Vulnerability Management is only Good if We Patch
John Scott Steenburgh
Cyber Security, System Administrator, Blogger, and Cloud Business
Patching endpoints is like backups, if you never test backups, there is another part in the process to make it work. Many IT groups in organization are reasonably good at log management. Some may even use a SAAS to do the IR. But log management is not a prevention, it is a post event tool. It is vulnerability management (VM) which is the good defense. VM is not just finding the holes in systems. It is taking the action of applying patches. Some organization (Okay most of us) have a schedule when we patch systems and apply fixes to apps. There are some that have figured out how to push out in real time automatically. But, others still are monthly, even quarterly.
The monthly/quarterly model is kind of a leftover from the old physical server and desktop days. It is driven by fear of ITB interruption to business. And a lack of in house staff to test or respond to all the things VM finds. Many IT teams have thousands of Linux servers, but, lack the tools or staff to fix every vulnerability. And as the song says monies tight and nothings free. And it is even harder in these do more with less (staff).
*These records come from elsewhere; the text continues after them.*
PR #293, opened 2021-07-07
CMTF-ALS

IsabellLehmann:
This version works for the numpy backend. The other backends fail because I used np.linalg.lstsq. If we have a tensorly-based implementation of that function, we can change it. Then it should hopefully work for all backends.


aarmey:
All the backends are working, aside from tensorflow that has a shape mismatch error when concatenating the matrix. I'm not sure what is happening there.

JeanKossaifi:
Ah that's annoying - perhaps we can use `stack` instead?

IsabellLehmann:
> Ah that's annoying - perhaps we can use `stack` instead?

I don't think so, as stack concatenates the arrays along a new axis while we want to concatenate along an existing axis (see e.g. https://stackoverflow.com/a/43673479/8307067). In the debug mode tried replacing
`tl.concatenate((unfolded, matrix), axis=1)`
by
`tl.stack((unfolded, matrix), axis=1)`,
but that raises a "Value error: all input arrays must have the same shape"

aarmey:
It's probably something before the concat, because the two arrays are indeed mismatched shapes:

> tensorflow.python.framework.errors_impl.InvalidArgumentError: ConcatOp : Ranks of all input tensors should match: shape[0] = [96,3] vs. shape[1] = [7] [Op:ConcatV2] name: concat

merajhashemi:
I think the issue in TF is in the `solve_least_squares` function. In TensorFlow unlike other other backends `tf.linag.lstsq` only returns the least squares solution. So `tl.lstsq(A, B)[0]` is the first row of the solution instead of the whole solution. I've made a PR (#305) to add `lstsq` to the backend to unify this for all backends.  



https://github.com/tensorly/tensorly/blob/a0aa423e716036c8cb63d6fc57312a4bb3c1c65a/tensorly/tenalg/core_tenalg/least_squares.py#L4-L18

aarmey:
Good catch @merajhashemi!

IsabellLehmann:
> (1) If you perform SVD initialization on the coupled mode (after concatenation), then start with ALS on the uncoupled modes, there's no need to align the factors. This might be more suitable for Tensorly but would require a custom CMTF initialization function.

The align_factors function was used to overcome the permutation and scaling ambiguity (when comparing true with estimated factor matrices). Is that not longer necessary with the specific SCV initialization or do you mean another alignment?

aarmey:
> > (1) If you perform SVD initialization on the coupled mode (after concatenation), then start with ALS on the uncoupled modes, there's no need to align the factors. This might be more suitable for Tensorly but would require a custom CMTF initialization function.
> 
> The align_factors function was used to overcome the permutation and scaling ambiguity (when comparing true with estimated factor matrices). Is that not longer necessary with the specific SVD initialization or do you mean another alignment?

Ah! I misunderstood what it was used for then. I thought it was used to ensure correspondence between the SVD initialized factors within the matrix and tensor.

aarmey:
> Makes sense, thanks!
> I think either is good: we can merge the PR and add 1) later or add it directly to this PR.
> 
> 1. also sounds great, are/will the datasets be public? If so it would be great to start having some (tensor) datasets in TensorLy (as well as various modes and coupling!).

@JeanKossaifi we have two datasets that could make good examples of CP—one is a [3-mode tensor of SARS-CoV-2 serology](https://syno.seas.ucla.edu/drive/d/s/l3ghhaGzkMs8cjoONZsbo5kgtEt1TZD3/6KhcgAZoi8DksO7sVOzo4XlJNgBWGhKh-BLCADTjC4Qg), another is a 4-mode tensor of profiling a [cytokine's responses in different immune cells](https://www.biorxiv.org/content/10.1101/2021.07.03.451002v1). Send me a message on Slack if there's somewhere you'd like me to put these with a demonstration notebook. (I don't want to completely derail this PR.)

For our use of CMTF, one dataset is public but has many missing values and thus probably does not make a great example. A second does not contain missing values and results in clear patterns but is made up of RNA expression profiling and is consequently quite large (~5-10MB compressed). If that's not actually all that big then it's publicly available and making a demonstration notebook wouldn't be difficult.

JeanKossaifi:
Great! So for this PR, shall we just remove lstsq ( #305 was merged and fixes the remaining issue) and merge? 
We can make further changes as we go along?

aarmey:
If all the builds pass this should be ready.

JeanKossaifi:
Awesome, thanks @IsabellLehmann and @aarmey! 
Merging.

PR #428, opened 2021-03-11
nrf_802154: integrate nrf_802154 component into nrfxlib

e-rk:
Add config option to exclude radio driver in nrfxlib from the
build process.

Signed-off-by: Rafał Kuźnia <rafal.kuznia@nordicsemi.no>


CODEOWNERS
```diff
@@ -28,7 +28,7 @@ doc/*                                     @b-gent
 /crypto/                                  @frkv @tejlmand
 /mpsl/                                    @joerchan @hurricaneFromMoscow
 /nfc/                                     @anangl @grochu
-/nrf_802154_sl/                           @hubertmis
+/nrf_802154/                              @hubertmis
```
hubertmis, line 31: Not sure if I should be still owner of this. We should discuss it

nrf_802154/LICENSE
```diff
@@ -0,0 +1,28 @@
+Copyright (c) 2017 - 2021, Nordic Semiconductor ASA
```
hubertmis, line 1: I thought we were to use Nordic 5-clause license in NCS and re-licensing to BSD 3-clause in Zephyr. Is using BSD here intentional?

nrf_802154/serialization/CMakeLists.txt
```diff
@@ -0,0 +1,48 @@
+#
+# Copyright (c) 2021 Nordic Semiconductor ASA
+#
+# SPDX-License-Identifier: BSD-3-Clause
+#
+
+# Platform needs paths to serialization headers
+target_include_directories(nrf-802154-platform
+  PRIVATE
+    spinel_serialization/zephyr/include
```
hubertmis, line 10: What's the purpose of `spinel_serialization/zephyr` part in each path?
It suggests this module depends on Zephyr, but I hope it does not.

nrf_802154/serialization/CMakeLists.txt
```diff
@@ -0,0 +1,48 @@
+#
+# Copyright (c) 2021 Nordic Semiconductor ASA
+#
+# SPDX-License-Identifier: BSD-3-Clause
+#
+
+# Platform needs paths to serialization headers
+target_include_directories(nrf-802154-platform
```
hubertmis, line 8: All public and pvirate header files seem to be mixed in two directories now. I can't tell which public headers should be included in host build, which in remote build, and which describe platform API.

I remember in one of private repositories we had it clearly separated. Could we create such separation here?

nrf_802154/sl/sl_opensource/CMakeLists.txt
```diff
@@ -0,0 +1,26 @@
...
+
+target_include_directories(nrf-802154-sl
+  PUBLIC
+    ../include
+    .
+)
+
+target_sources(nrf-802154-sl
+  PRIVATE
+    nrf_802154_sl_ant_div.c
```
hubertmis, line 19: Could we add `src` and `include` subdirectories here for consistency with other libraries?

nrf_802154/zephyr/Kconfig.nrfxlib
```diff
@@ -1,9 +1,18 @@
 #
```
hubertmis, line 1: I thought that this file depends on platform (Zephyr or NCS) and shall be moved to sdk-nrf repository. Do you keep it here intentionally?

nrf_802154_sl/CHANGELOG.rst
```diff
@@ -1,55 +0,0 @@
-.. _nrf_802154_sl_changelog:
```
hubertmis, line 1: Is it intentional to remove documentation files? I think they are useful here

nrf_802154_sl/README.rst
```diff
@@ -1,51 +0,0 @@
-.. _nrf_802154_sl:
```
hubertmis, line 1: Another documentation file removed

hubertmis (changes requested):
This PR looks very close to what we discussed. Good work!

However, I've spotted some deviations from the decisions. I would like to make sure these are intentional before we merge

nrf_802154_sl/CHANGELOG.rst
e-rk: I wanted to bring those files up in subsequent PRs. If you think it is better to do it right away, then it can be done.

nrf_802154_sl/README.rst
e-rk: I wanted to bring those files up in subsequent PRs. If you think it is better to do it right away, then it can be done.

nrf_802154_sl/CHANGELOG.rst
hubertmis: Let's discuss with tech writers if it is OK to remove these files temporarily. I have no strong opinion

hubertmis: @FrancescoSer, what do you think?

nrf_802154/zephyr/Kconfig.nrfxlib
e-rk: For the time being I have put this here, because `Kconfig.nrfxlib` at nrfxlib root needs it. I could move the `nrfxlib/Kconfig.nrfxlib` to `sdk-nrf/nrfxlib/Kconfig` right away, but I wasn't sure if VV wanted this change to happen right away.
@tejlmand @carlescufi Do you think I should move the `nrfxlib/Kconfig.nrfxlib` to sdk-nrf in the scope of this change?

nrf_802154/sl/sl_opensource/CMakeLists.txt
e-rk: Okay, it can be done.

nrf_802154/serialization/CMakeLists.txt
e-rk: I think it can be removed.

nrf_802154/LICENSE
e-rk: I have put BSD 3-clause at the `nrf_802154` root and Nordic 5-clause at `nrf_802154/sl/sl/lib`. A similar approach was taken here: https://github.com/NordicSemiconductor/nRF-IEEE-802.15.4-radio-driver

hubertmis: I thought we planned to change it. But it's a minor. We can discuss it later

nrf_802154_sl/CHANGELOG.rst
FrancescoSer: Hi! I would leave them in place, for now, especially because these are already in RST (unless there is any specific technical reason for not doing so). The remaining doc pages in .dox will be ported also to RST in the near future.

e-rk: I can put those files back. Do you have any suggestions where the documentation should be located in new layout? Should there be a dedicated `doc` directory where RST files for driver/sl/serialization are located?

e-rk: I have added the `CHANGELOG` and `README`. Those still describe the SL though, but both can be refactored later to reflect the new reality.

FrancescoSer: If the SL folder will be contained inside the RD folder, I would structure the doc folders like the ones for the crypto libraries, with a main readme in the root folder, the changelog in the lib folder, and most of the descriptive pages within a doc folder.

By the way, it can stay like it is, for now, as it wouldn't make sense to make this change till the rest of the RD documentation gets converted to RST.

FrancescoSer (approved):

e-rk:
@FrancescoSer For the time being the directory root has an initial readme and changelog for nrf_802154 component, and SL readme/changelog were moved to `nrf_802154/sl/sl` directory.

hubertmis:
@e-rk, you will need to decide with your team if you prefer single CHANGELOG for all libraries, or three separated CHANGELOGs. I don't think it's good to maintain four CHANGELOGs (one common to all libraries, and one for each library).

My preference would be to maintain single CHANGELOG for all.

hubertmis (approved):

nrf_802154_sl/CHANGELOG.rst
FrancescoSer: I deleted my previous message. After the short catch up with Rafal yesterday I believe that the best course of action would be to remove all .rst files from here (including the readme, changelog and SL related ones).

hubertmis: @FrancescoSer , what's the intended documentation structure for `nrf_802154` directory?
I assume it's:

```
nrf_802154/README.rst
nrf_802154/CHANGELOG.rst
nrf_802154/docs/ (documentation pages)
```

Do we want more detailed files like
```
nrf_802154/driver/README.rst
nrf_802154/sl/README.rst
nrf_802154/serialization/README.rst
nrf_802154/driver/CHANGELOG.rst
```
?

FrancescoSer: The current one is:

nrf_802154/README.rst
nrf_802154/ (documentation pages)
nrf_802154/docs/CHANGELOG.rst

Mostly following the nrfmodem structure, so the SL docs are inside the docs folder.

Having a page about the serialization library is actually something I was thinking about, as there isn't any at the moment.
I think it is necessary to have one.

hubertmis: Looks good. Thanks for clarificaiton

nrf_802154/CMakeLists.txt
```diff
@@ -0,0 +1,30 @@
...
+
+#
+# Configurable build parameters
+#
+set(NRF52_SERIES  OFF CACHE BOOL   "Set to TRUE if target is an nRF52 series SoC.")
+set(NRF53_SERIES  OFF CACHE BOOL   "Set to TRUE if target is an nRF53 series SoC.")
+set(RADIO_DRIVER  OFF CACHE BOOL   "Set to TRUE if target requires the radio driver.")
+set(SERIALIZATION OFF CACHE BOOL   "Set to TRUE if target requires serialization module.")
+set(SER_HOST      OFF CACHE BOOL   "Set to TRUE if target is serialization host. Otherwise it is assumed that the target is serialization remote.")
+set(SL_OPENSOURCE OFF CACHE BOOL   "Set to TRUE to link with open source SL library")
```
tejlmand, line 15: Are there a specific reason those must be present in the CMake cache ?

Cache variables are variables that should be persistent across multiple build invocation, and usually user controllable.
(In Zephyr, Kconfig is used for the user controllable variables).

To me, it seems `NRF52_SERIES` and `NRF53_SERIES` are not to be controlled directly by a user, but a setting derived from other knowledge.

Not sure on the other settings.

Using a cache variable like this also means any existing non-cache variable of same name are hidden.

`RADIO_DRIVER`, `SERIALIZATION`, and `SER_HOST` looks very generic and thus in risk of colliding with identical named symbols if used outside Zephyr context.

nrf_802154/driver/CMakeLists.txt
```diff
@@ -0,0 +1,101 @@
+#
+# Copyright (c) 2021 Nordic Semiconductor ASA
+#
+# SPDX-License-Identifier: BSD-3-Clause
+#
+
+# Platform needs paths to driver headers.
+target_include_directories(nrf-802154-platform
```
tejlmand, line 8: as mentioned here: https://github.com/nrfconnect/sdk-nrf/pull/4146#discussion_r600302788 `nrf-802154-platform` is a lib defined in Zephyr glue code.
How is a user that tries to integrate directly to `nrfxlib/nrf_802154` aware that this library must be defined ?

Should there be one of following options:
- Check for existence of `nrf-802154-platform` before setting includes
- Create a `nrf-802154-platform` in nrfxlib if not defined externally
- Throw a CMake error if lib is not available

nrf_802154/driver/CMakeLists.txt
```diff
@@ -0,0 +1,101 @@
...
+      NRF_802154_IFS_ENABLED=1
+  )
+endif()
+
+target_link_libraries(nrf-802154-driver
+  PUBLIC
+    -Wl,--start-group
+    nrf-802154-platform
+    nrf-802154-sl
+    -Wl,--end-group
```
tejlmand, line 100: this will not work as you expect, due to symbol de-duplication.

In general, doing:
```
# In this file
target_link_libraries(nrf-802154-driver PUBLIC nrf-802154-platform nrf-802154-sl)

# In CMake file creating nrf-802154-platform
target_link_libraries(nrf-802154-platform PUBLIC nrf-802154-sl)

# In CMake file creating nrf-802154-sl 
target_link_libraries(nrf-802154-sl PUBLIC nrf-802154-platform)
```

will tell CMake about the circular dependency, and CMake should be able to handle this correctly.

tejlmand (changes requested):
Initial review, belongs together with comments here: https://github.com/nrfconnect/sdk-nrf/pull/4146#pullrequestreview-619459815

nrf_802154/driver/CMakeLists.txt
tejlmand: also note, `nrf-802154-platform` is a Zephyr defined library, so may not be available.

nrf_802154/driver/CMakeLists.txt
tejlmand: actually, what's in principle wrong with this code is the fact that you add `include` and `src` to the platfrom lib.

When using CMake, the principle is to link to the lib from where you need to inherit includes, that is:
```
add_library(nrf-802154-driver)
target_include_directories(nrf-802154-driver
  PUBLIC include # Any depending (linking) on driver need to inherit this, and driver itself needs it.
...
)
```
and then elsewhere do:
```
# Platform needs to link to driver, and inherit public includes.
target_include_directories(nrf-802154-platform PRIVATE nrf-802154-driver)
```

e-rk: The expectation is that the user will always provide the `nrf-802154-platform` target before doing `add_subdirectory(nrfxlib/nrf_802154)`. This fact will be documented in an integration guide in the future.

You are right that it is confusing that some includes are added in a different place than where the target was first created. My initial intention was to prevent the user from supplying the path manually or linking the entire driver target to the platform. I didn't know it was possible to use `target_include_directories` with targets so that's a good tip.

tejlmand: >  I didn't know it was possible to use `target_include_directories` with targets so that's a good tip.

sorry, that was a typo, should have been `target_link_libraries()`

tejlmand: additional thought while reviewing https://github.com/zephyrproject-rtos/hal_nordic/pull/93.

May `nrf-802154` CMake code should always create the `nrf-802154-platform`.
Then the in integration guide, you may simply write:
> nrfxlib defines a `nrf-802154-platform` library for integrating the `nrf-802154-driver` to the platform.
> It is the responsibility of the project to add required platform sources to this library by calling:
> ```
> target_sources(nrf-802154-platform PRIVATE <platform-sources>)
> ```
>
> It is also possible to add additional compile options or include paths to `nrf-802154-platform` by calling relevant CMake functions.

That way, nrf-802154-driver is responsible for creating the lib, but project is responsible for adding the correct sources implementing the API.

nrf_802154/CMakeLists.txt
e-rk: Taking https://github.com/zephyrproject-rtos/hal_nordic/pull/93#discussion_r601213807 into context:

My expectation is that this file will never be the root of the build. My primary intention of writing those variables here was to document their presence. I think those lines can be completely removed and required variables may be described in a documentation.

nrf_802154/driver/CMakeLists.txt
e-rk: > May nrf-802154 CMake code should always create the nrf-802154-platform.
> Then the in integration guide, you may simply write:

I am not totally sure how that would work. If `nrf-802154-platform` were to be defined in `nrf-802154` cmake code, then adding platform sources in https://github.com/zephyrproject-rtos/zephyr/blob/51efef4ff24b04a523bb7da9a11b6484e1248133/modules/hal_nordic/CMakeLists.txt would be impossible, because https://github.com/zephyrproject-rtos/zephyr/blob/51efef4ff24b04a523bb7da9a11b6484e1248133/modules/hal_nordic/CMakeLists.txt#L95 may or may not be executed depending on `CONFIG_NRF_802154_SOURCE_HAL_NORDIC` choice. The `target_sources` doesn't accept not-yet-existent target.

nrf_802154/driver/CMakeLists.txt
e-rk: I have fixed the circular dependency as you suggested.

nrf_802154/CMakeLists.txt
e-rk: I have removed the cache variables.

nrf_802154/driver/CMakeLists.txt
e-rk: I have removed the statements that added include directories to `nrf-802154-platform`.

tejlmand: > because https://github.com/zephyrproject-rtos/zephyr/blob/51efef4ff24b04a523bb7da9a11b6484e1248133/modules/hal_nordic/CMakeLists.txt#L95 may or may not be executed depending on `CONFIG_NRF_802154_SOURCE_HAL_NORDIC` choice. The `target_sources` doesn't accept not-yet-existent target.

Correct. So you still need the platform lib, even if not using the 802154 hal nordic sources, I assume.

e-rk:
Rebased to unblock CI work.

tejlmand (approved):

e-rk:
@carlescufi 
The compliance check is failing due to coding style of the radio driver. Is it possible to give an exception to the coding style this time and decide the proper course of action later?

czeslawmakarski (approved):

tejlmand (changes requested):
Blocked due to this: https://github.com/nrfconnect/sdk-nrf/pull/4146#pullrequestreview-624653922

tejlmand (approved):
looks great

czeslawmakarski:
> @carlescufi
> The compliance check is failing due to coding style of the radio driver. Is it possible to give an exception to the coding style this time and decide the proper course of action later?
> 
> Other than that, the PR is ready for merge.

If I'm not mistaken the coding style of the radio driver is the Nordic one, not the Zephyr/NCS one. sdk-nrfxlib repo from the conceptual point of view does not depend on Zephyr/NCS. I think this is a false positive.

e-rk:
@czeslawmakarski Yes, I added the `nrf_802154` to checkpatch excludes. The compliance is not red any longer.

FrancescoSer (approved):

carlescufi (approved):

PR #431, opened 2021-03-15
nrf_rpc: Change name of the nrf_ernno.h to nrf_rpc_errno.h

KAGA164:
This is needed because the MPSL header has exactly the same name.
When application uses the MPLS and the nrf_rpc then on of this
header is included which may cause the build errors.


joerchan (approved):

joerchan:
@KAGA164 We need to get a common one.

I'm guessing this works because all defines have the same value?

KAGA164:
> @KAGA164 We need to get a common one.
> 
> I'm guessing this works because all defines have the same value?

Yes, This is a reason why this works

doki-nordic (approved):

grochu (approved):
Looks good

PR #461, opened 2021-04-27
nrf_security: kconfig: support promptless configurations

tejlmand:
When using 'select NORDIC_SECURITY_BACKEND' is modules, such as
OpenThread or Pelion, then config settings get stuck and user cannot
select another security configuration group.

The NORDIC_SECURITY_PROMPTLESS allows modules like Pelion or OpenThread
to disable the prompt when using pre-defined configuration groups.

### DIFF
--- a/nrf_security/Kconfig
+++ b/nrf_security/Kconfig
@@ -1,8 +1,15 @@
 menu "Nordic Security"
 
+config NORDIC_SECURITY_PROMPTLESS
+	bool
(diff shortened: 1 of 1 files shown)


pdunaj (approved):

frkv (approved):
Looks VERY good to me!
Neat trick!

edmont (approved):

PR #462, opened 2021-04-30
doc: thread: update certification information

ru-fu:
Update the information about OpenThread prebuild libraries and
replace the list of certified libraries with links to the
compatibility matrices.

Signed-off-by: Ruth Fuchss <ruth.fuchss@nordicsemi.no>

### DIFF
--- a/doc/links.txt
+++ b/doc/links.txt
@@ -12,6 +12,10 @@
 
 .. _`Infocenter`: https://infocenter.nordicsemi.com/index.jsp
 
+.. _`Thread CIDs for nRF5340`: https://infocenter.nordicsemi.com/topic/comp_matrix_nrf5340/COMP/nrf5340/nrf5340_thread_cids.html
+.. _`Thread CIDs for nRF52840`: https://infocenter.nordicsemi.com/topic/comp_matrix_nrf52840/COMP/nrf52840/nrf52840_thread_cids.html
+.. _`Thread CIDs for nRF52833`: https://infocenter.nordicsemi.com/topic/comp_matrix_nrf52833/COMP/nrf52833/nrf52833_thread_cids.html
+
 .. ### Links to Nordic pages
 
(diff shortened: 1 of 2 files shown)


lmaciejonczyk (approved):

edmont (commented):
Looks good, however now we are eliding information like the OpenThread commit or the compiler version. Would those be relevant for the customers?

ru-fu:
> 
> 
> Looks good, however now we are eliding information like the OpenThread commit or the compiler version. Would those be relevant for the customers?

Would it make sense (and be technically feasible 😉) to add this information to the openthread_lib_configuration.txt files?

MarekPorwisz:
> Looks good, however now we are eliding information like the OpenThread commit or the compiler version. Would those be relevant for the customers?

Good question. But I think this is not something that a customer can not dig out himself. Maybe if this is something needed it needs to be added to the infocenter, not here.

MarekPorwisz (approved):

ru-fu:
> 
> 
> > Looks good, however now we are eliding information like the OpenThread commit or the compiler version. Would those be relevant for the customers?
> 
> Would it make sense (and be technically feasible 😉) to add this information to the openthread_lib_configuration.txt files?

Actually, the OpenThread commit is already in there.

edmont:
> Actually, the OpenThread commit is already in there.

But I believe that's the hash of the commit from the Zephyr's OpenThread fork.

ru-fu:
Would users need this information for all pre-built libraries, or only for those that are certified?
If all, I think the information should be added to the configuration text files. If we put it in the docs, it'll constantly be outdated - but we could maybe look into including the information from the text files in the docs automatically in the future.
If the information is needed for the certified libraries only, it should go into the comp matrix.

edmont:
Well, probably that's not vital information, but nice to have. Regarding the OpenThread commit, I don't think it's automatic to retrieve the one from the official repository, but maybe it's enough with having the one from the Zephyr's fork. Interested users could perform the research their shelves as Marek mentions. About the compiler version, it should be fine with adding it to the configuration text files.

edmont (approved):

PR #467, opened 2021-05-19
crypto: Adding option for no mutex when MULTITHREADING is off

frkv:
-Added additional source file that does not initialize RTOS mutexes
 in the CryptoCell runtime library
-Added build-asserts to protect against misuse/misconfiguration

ref: NCSDK-9650


nordic-krch (approved):

ioannisg (approved):

nvlsianpu:
introduced within #469

PR #468, opened 2021-05-20
nrf_802154: Serialize nrf_802154_time_get() for nRF53

jciupis:
This commit adds serialization of nrf_802154_time_get() function
to fix build for nRF5340, where it must be serialized in order to
be available.

Signed-off-by: Jedrzej Ciupis <jedrzej.ciupis@nordicsemi.no>

### DIFF
--- a/nrf_802154/serialization/src/nrf_802154_spinel_app.c
+++ b/nrf_802154/serialization/src/nrf_802154_spinel_app.c
@@ -279,6 +279,49 @@ bail:
     return error;
 }
 
+/**
+ * @brief Wait with timeout for time property to be received.
+ *
+ * @param[in]  timeout  Timeout in us.
+ * @param[out] p_time   Pointer to the time variable which needs to be populated.
+ *
+ * @returns  zero on success or negative error value on failure.
+ *
+ */
+static nrf_802154_ser_err_t time_await(uint32_t   timeout,
+                                       uint32_t * p_time)
+{
+    nrf_802154_ser_err_t              res;
+    nrf_802154_spinel_notify_buff_t * p_notify_data = NULL;
+
+    SERIALIZATION_ERROR_INIT(error);
+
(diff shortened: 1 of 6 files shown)


lmaciejonczyk (approved):

nrf_802154/serialization/src/nrf_802154_spinel_app.c
```diff
@@ -279,6 +279,49 @@ static nrf_802154_ser_err_t capabilities_await(uint32_t                    timeo
...
+                           bail);
+
+    res = nrf_802154_spinel_decode_prop_nrf_802154_time_get_ret(p_notify_data->data,
+                                                                p_notify_data->data_len,
+                                                                p_time);
+
+    SERIALIZATION_ERROR_CHECK(res, error, bail);
+
+    NRF_802154_SPINEL_LOG_BANNER_RESPONSE();
+    NRF_802154_SPINEL_LOG_VAR_NAMED("%ul", *p_time, "Time");
```
Damian-Nordic, line 314: Why 'l' at the end of the format string?

czeslawmakarski (approved):

Damian-Nordic (approved):

nrf_802154/serialization/src/nrf_802154_spinel_app.c
czeslawmakarski: Isn't it for `long`? `p_time` is the pointer to the `uint32_t`, which corresponds to the `long` one.

Damian-Nordic: So I guess it should be `%lu` in such a case? With the existing code, the `l` will be printed after the value.

lmaciejonczyk: Maybe using PRIu32 for print formatting uint32_t will be better solution?

nvlsianpu:
introduced within #469

PR #475, opened 2021-05-31
Bluetooth: Mesh: Switch default BLE controller for mesh to SDC

PavelVPV:
Run Bluetooth mesh in NCS with SoftDevice Controller by default.

Signed-off-by: Pavel Vasilyev <pavel.vasilyev@nordicsemi.no>

### DIFF
--- a/softdevice_controller/Kconfig
+++ b/softdevice_controller/Kconfig
@@ -32,7 +32,6 @@ config BT_CTLR_LLPM
 
 choice BT_LL_CHOICE
 	prompt "Bluetooth Link Layer Selection"
-	default BT_LL_SW_SPLIT if BT_MESH
 	default BT_LL_SOFTDEVICE
 
 config BT_LL_SOFTDEVICE


softdevice_controller/Kconfig
```diff
@@ -31,8 +31,8 @@ config BT_CTLR_LLPM
 
 choice BT_LL_CHOICE
 	prompt "Bluetooth Link Layer Selection"
-	default BT_LL_SW_SPLIT if BT_MESH
-	default BT_LL_SOFTDEVICE
+	default BT_LL_SOFTDEVICE if BT_MESH
+	default BT_LL_SW_SPLIT
```
joerchan, line 35: You would be changing the default for non-mesh. So if you are removing the mesh default to SPLIT it should look like this:
```suggestion
	default BT_LL_SOFTDEVICE
```

joerchan (changes requested):
Wrong default for non-mesh.

joerchan (approved):

Balaklaka (approved):

trond-snekvik (approved):

rugeGerritsen (approved):

PR #482, opened 2021-06-09
478 480 481 and 483

ioannisg:
#478 
#480 
#481 

and #483

PR #483, opened 2021-06-09
nrf_security: introducing real_mbedcrypto and real_mbedx509 targets

tejlmand:
The pelion-dm defines mbedcrypto and mbedx509 as interface libraries.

But, nonetheless, Vulnerability management with the taking action on the security holes and keeping applications, systems, and computers up to date is the best thing to get right and be functional at. The more we reduce the attack surface, the less places things can happen.
And one side point. No one monitoring solution can and will look at every things running around in our networks. That is true even is we are paying vendor to do that. We still need to understand our environment and preform threat hunting.